● **ACTIVITY**:
In this exercise, reproduce all the entries that follow exactly.

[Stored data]
PR #4236, opened 2021-09-23
fix(brew-bump.sh): add checks and handle errors 

### LINKED ISSUE #3962: Fix brew-bump.sh script
It looks like the `brew-bump.sh` is not working as expected 🤔

```logs
./ci/steps/brew-bump.sh: line 19: upstream: command not found
fatal: cannot run /Users/runner/.git-askpass.sh: No such file or directory
fatal: could not read Password for 'https://cdr-oss@github.com': Device not configured
```

https://github.com/cdr/code-server/runs/3305506315?check_suite_focus=true#step:5:5676

We'll need to fix this before the next release.

Resources:
https://github.com/mislav/bump-homebrew-formula-action

jsjoeio:
This PR adds a lot of bash helper functions (+ tests) used in `brew-bump.sh` in order to ensure this script doesn't fail when publishing a release.

image

## TODOs

- [x] add BATS test for `steps-lib.sh`
- [x] add check + test for `$VERSION`
- [x] add check for `cdr/ci/homebrew`
- [x] add check for remote upstream
- [x] add check for `$HOMEBREW_GITHUB_API_TOKEN` 
- [x] add check for `git-ask-pass.sh`
- [x] add check for cleaning up homebrew-core
- [x] fix Trivy vulnerability (https://github.com/cdr/code-server/pull/4251)
- [x] test the `GIT_ASKPASS` in isolated environment

Fixes #3962

## Test Plan

To test out the other parts of the script (specifically `GIT_ASKPASS`), here is what I did:
1. Create new Workspace on `https://master.cdr.dev/workspaces`
2. "log out" of git with:
```shell
git config --global --unset user.name
git config --global --unset user.email
git config --global --unset credential.helper
```
3.  Verify log out by trying to clone via HTTPS a private repo:
```shell
git clone https://github.com/jsjoeio/dip.chat-v2.git
```
4. Create script similar to `brew-bump.sh` and add `steps-lib.sh` to Workspace.
5. Make script executable `chmod +x test-brew.sh`
6. Run script: `VERSION="1.2.3" HOMEBREW_GITHUB_API_TOKEN="<redcated>" ./test-brew.sh` (make sure the token had `repo` and `workflow` in scope).

## Notes

Ran into issues with scripts that used `set -u` so that's why I created a new file called `steps-lib.sh`.

See: https://github.com/sstephenson/bats/issues/171

### DIFF
--- a/ci/steps/brew-bump.sh
+++ b/ci/steps/brew-bump.sh
@@ -5,6 +5,21 @@ main() {
   cd "$(dirname "$0")/../.."
   # Only sourcing this so we get access to $VERSION
   source ./ci/lib.sh
+  source ./ci/steps/steps-lib.sh
+
+  echo "Checking environment variables"
+
+  # We need VERSION to bump the brew formula
+  if [[ $(is_env_var_set "VERSION") -eq 1 ]]; then
+    echo "VERSION is not set"
+    exit 1
+  fi
+
+  # We need HOMEBREW_GITHUB_API_TOKEN to push up commits
+  if [[ $(is_env_var_set "HOMEBREW_GITHUB_API_TOKEN") -eq 1 ]]; then
+    echo "HOMEBREW_GITHUB_API_TOKEN is not set"
+    exit 1
+  fi
 
   # NOTE: we need to make sure cdrci/homebrew-core
   # is up-to-date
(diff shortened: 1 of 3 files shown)


ci/steps/brew-bump.sh
```diff
@@ -13,27 +28,65 @@ main() {
...
 
+  # Make sure the git clone step is successful
+  if [[ $(directory_exists "homebrew-core") -eq 1 ]]; then
+    echo "git clone failed. Cannot find homebrew-core directory."
+    ls -la
+    exit 1
+  fi
+
   echo "Changing into homebrew-core directory"
   cd homebrew-core && pwd
```
jawnsy, line 39: Unrelated to your change but it looks like using pushd/popd would be better here, since they print the path stack when they change things. On line 39 we're changing into homebrew-core and then on line 51 we're going back up a level

ci/steps/brew-bump.sh
```diff
@@ -5,6 +5,21 @@ main() {
   cd "$(dirname "$0")/../.."
   # Only sourcing this so we get access to $VERSION
   source ./ci/lib.sh
+  source ./ci/steps/steps-lib.sh
+
+  echo "Checking environment variables"
+
+  # We need VERSION to bump the brew formula
+  if [[ $(is_env_var_set "VERSION") -eq 1 ]]; then
```
jawnsy, line 13: If your function returns 0, it's considered true (zero exit code means success) and if it returns 1 then it's considered false. That means you can also use a pattern like this, which looks a little nicer:

```bash
#!/bin/bash

set -euo pipefail

is_true() {
  return 0
}

is_false() {
  return 1
}

if is_true; then
  echo "is_true: true"
else
  echo "is_true: false"
fi

if is_false; then
  echo "is_false: true"
else
  echo "is_false: false"
fi
```

This program prints:

```shell-session
$ bash test.sh
is_true: true
is_false: false
```

ci/steps/brew-bump.sh
```diff
@@ -13,27 +28,65 @@ main() {
...
+    echo "Could not find upstream in list of remotes."
+    git remote -v
+    exit 1
+  fi
+
+  # TODO@jsjoeio - can I somehow check that this succeeded?
   echo "Fetching upstream Homebrew/hombrew-core commits"
   git fetch upstream
 
+  # TODO@jsjoeio - can I somehow check that this succeeded?
```
jawnsy, line 56: you can likely check the exit status for `git merge` but this is likely a bit tricky to test, because the only time merges fail are when there's a merge conflict

ci/steps/brew-bump.sh
```diff
@@ -13,27 +28,65 @@ main() {
...
   echo "Merging in latest Homebrew/homebrew-core changes"
   git merge upstream/master
 
   echo "Pushing changes to cdrci/homebrew-core fork on GitHub"
+
+  # GIT_ASKPASS lets us use the password when pushing without revealing it in the process list
```
jawnsy, line 62: nice :+1:

test/scripts/steps-lib.bats
```diff
@@ -0,0 +1,46 @@
+#!/usr/bin/env bats
+
+SCRIPT_NAME="steps-lib.sh"
+SCRIPT="$BATS_TEST_DIRNAME/../../ci/steps/$SCRIPT_NAME"
+
+source "$SCRIPT"
+
+@test "is_env_var_set should return 1 if env var is not set" {
+  run is_env_var_set "ASDF_TEST_SET"
+  [ "$output" = 1 ]
```
jawnsy, line 10: If you change the functions to return stuff instead of echo, then you'd have to change this to check the `$status` instead of `$output`

jawnsy (approved):
left some really minor suggestions for your consideration, this is good-to-go as it is

ci/steps/brew-bump.sh
jsjoeio: Oh I like this way better. I'll refactor to do this. Thank you!

ci/steps/brew-bump.sh
jsjoeio: Ahh got it! Okay, maybe I'll just remove this line and ignore for now. I don't anticipate any merge conflicts since we're only ever updating our fork

test/scripts/steps-lib.bats
jsjoeio: Good point! Okay if/after I refactor, I'll update these!

ci/steps/brew-bump.sh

● **RESULT OF THE TASK**:
PR #4236, opened 2021-09-23
fix(brew-bump.sh): add checks and handle errors 

### LINKED ISSUE #3962: Fix brew-bump.sh script
It looks like the `brew-bump.sh` is not working as expected 🤔

```logs
./ci/steps/brew-bump.sh: line 19: upstream: command not found
fatal: cannot run /Users/runner/.git-askpass.sh: No such file or directory
fatal: could not read Password for 'https://cdr-oss@github.com': Device not configured
```

https://github.com/cdr/code-server/runs/3305506315?check_suite_focus=true#step:5:5676

We'll need to fix this before the next release.

Resources:
https://github.com/mislav/bump-homebrew-formula-action

jsjoeio:
This PR adds a lot of bash helper functions (+ tests) used in `brew-bump.sh` in order to ensure this script doesn't fail when publishing a release.

image

## TODOs

- [x] add BATS test for `steps-lib.sh`
- [x] add check + test for `$VERSION`
- [x] add check for `cdr/ci/homebrew`
- [x] add check for remote upstream
- [x] add check for `$HOMEBREW_GITHUB_API_TOKEN` 
- [x] add check for `git-ask-pass.sh`
- [x] add check for cleaning up homebrew-core
- [x] fix Trivy vulnerability (https://github.com/cdr/code-server/pull/4251)
- [x] test the `GIT_ASKPASS` in isolated environment

Fixes #3962

## Test Plan

To test out the other parts of the script (specifically `GIT_ASKPASS`), here is what I did:
1. Create new Workspace on `https://master.cdr.dev/workspaces`
2. "log out" of git with:
```shell
git config --global --unset user.name
git config --global --unset user.email
git config --global --unset credential.helper
```
3.  Verify log out by trying to clone via HTTPS a private repo:
```shell
git clone https://github.com/jsjoeio/dip.chat-v2.git
```
4. Create script similar to `brew-bump.sh` and add `steps-lib.sh` to Workspace.
5. Make script executable `chmod +x test-brew.sh`
6. Run script: `VERSION="1.2.3" HOMEBREW_GITHUB_API_TOKEN="<redcated>" ./test-brew.sh` (make sure the token had `repo` and `workflow` in scope).

## Notes

Ran into issues with scripts that used `set -u` so that's why I created a new file called `steps-lib.sh`.

See: https://github.com/sstephenson/bats/issues/171

### DIFF
--- a/ci/steps/brew-bump.sh
+++ b/ci/steps/brew-bump.sh
@@ -5,6 +5,21 @@ main() {
   cd "$(dirname "$0")/../.."
   # Only sourcing this so we get access to $VERSION
   source ./ci/lib.sh
+  source ./ci/steps/steps-lib.sh
+
+  echo "Checking environment variables"
+
+  # We need VERSION to bump the brew formula
+  if [[ $(is_env_var_set "VERSION") -eq 1 ]]; then
+    echo "VERSION is not set"
+    exit 1
+  fi
+
+  # We need HOMEBREW_GITHUB_API_TOKEN to push up commits
+  if [[ $(is_env_var_set "HOMEBREW_GITHUB_API_TOKEN") -eq 1 ]]; then
+    echo "HOMEBREW_GITHUB_API_TOKEN is not set"
+    exit 1
+  fi
 
   # NOTE: we need to make sure cdrci/homebrew-core
   # is up-to-date
(diff shortened: 1 of 3 files shown)


ci/steps/brew-bump.sh
```diff
@@ -13,27 +28,65 @@ main() {
...
 
+  # Make sure the git clone step is successful
+  if [[ $(directory_exists "homebrew-core") -eq 1 ]]; then
+    echo "git clone failed. Cannot find homebrew-core directory."
+    ls -la
+    exit 1
+  fi
+
   echo "Changing into homebrew-core directory"
   cd homebrew-core && pwd
```
jawnsy, line 39: Unrelated to your change but it looks like using pushd/popd would be better here, since they print the path stack when they change things. On line 39 we're changing into homebrew-core and then on line 51 we're going back up a level

ci/steps/brew-bump.sh
```diff
@@ -5,6 +5,21 @@ main() {
   cd "$(dirname "$0")/../.."
   # Only sourcing this so we get access to $VERSION
   source ./ci/lib.sh
+  source ./ci/steps/steps-lib.sh
+
+  echo "Checking environment variables"
+
+  # We need VERSION to bump the brew formula
+  if [[ $(is_env_var_set "VERSION") -eq 1 ]]; then
```
jawnsy, line 13: If your function returns 0, it's considered true (zero exit code means success) and if it returns 1 then it's considered false. That means you can also use a pattern like this, which looks a little nicer:

```bash
#!/bin/bash

set -euo pipefail

is_true() {
  return 0
}

is_false() {
  return 1
}

if is_true; then
  echo "is_true: true"
else
  echo "is_true: false"
fi

if is_false; then
  echo "is_false: true"
else
  echo "is_false: false"
fi
```

This program prints:

```shell-session
$ bash test.sh
is_true: true
is_false: false
```

ci/steps/brew-bump.sh
```diff
@@ -13,27 +28,65 @@ main() {
...
+    echo "Could not find upstream in list of remotes."
+    git remote -v
+    exit 1
+  fi
+
+  # TODO@jsjoeio - can I somehow check that this succeeded?
   echo "Fetching upstream Homebrew/hombrew-core commits"
   git fetch upstream
 
+  # TODO@jsjoeio - can I somehow check that this succeeded?
```
jawnsy, line 56: you can likely check the exit status for `git merge` but this is likely a bit tricky to test, because the only time merges fail are when there's a merge conflict

ci/steps/brew-bump.sh
```diff
@@ -13,27 +28,65 @@ main() {
...
   echo "Merging in latest Homebrew/homebrew-core changes"
   git merge upstream/master
 
   echo "Pushing changes to cdrci/homebrew-core fork on GitHub"
+
+  # GIT_ASKPASS lets us use the password when pushing without revealing it in the process list
```
jawnsy, line 62: nice :+1:

test/scripts/steps-lib.bats
```diff
@@ -0,0 +1,46 @@
+#!/usr/bin/env bats
+
+SCRIPT_NAME="steps-lib.sh"
+SCRIPT="$BATS_TEST_DIRNAME/../../ci/steps/$SCRIPT_NAME"
+
+source "$SCRIPT"
+
+@test "is_env_var_set should return 1 if env var is not set" {
+  run is_env_var_set "ASDF_TEST_SET"
+  [ "$output" = 1 ]
```
jawnsy, line 10: If you change the functions to return stuff instead of echo, then you'd have to change this to check the `$status` instead of `$output`

jawnsy (approved):
left some really minor suggestions for your consideration, this is good-to-go as it is

ci/steps/brew-bump.sh
jsjoeio: Oh I like this way better. I'll refactor to do this. Thank you!

ci/steps/brew-bump.sh
jsjoeio: Ahh got it! Okay, maybe I'll just remove this line and ignore for now. I don't anticipate any merge conflicts since we're only ever updating our fork

test/scripts/steps-lib.bats
jsjoeio: Good point! Okay if/after I refactor, I'll update these!

ci/steps/brew-bump.sh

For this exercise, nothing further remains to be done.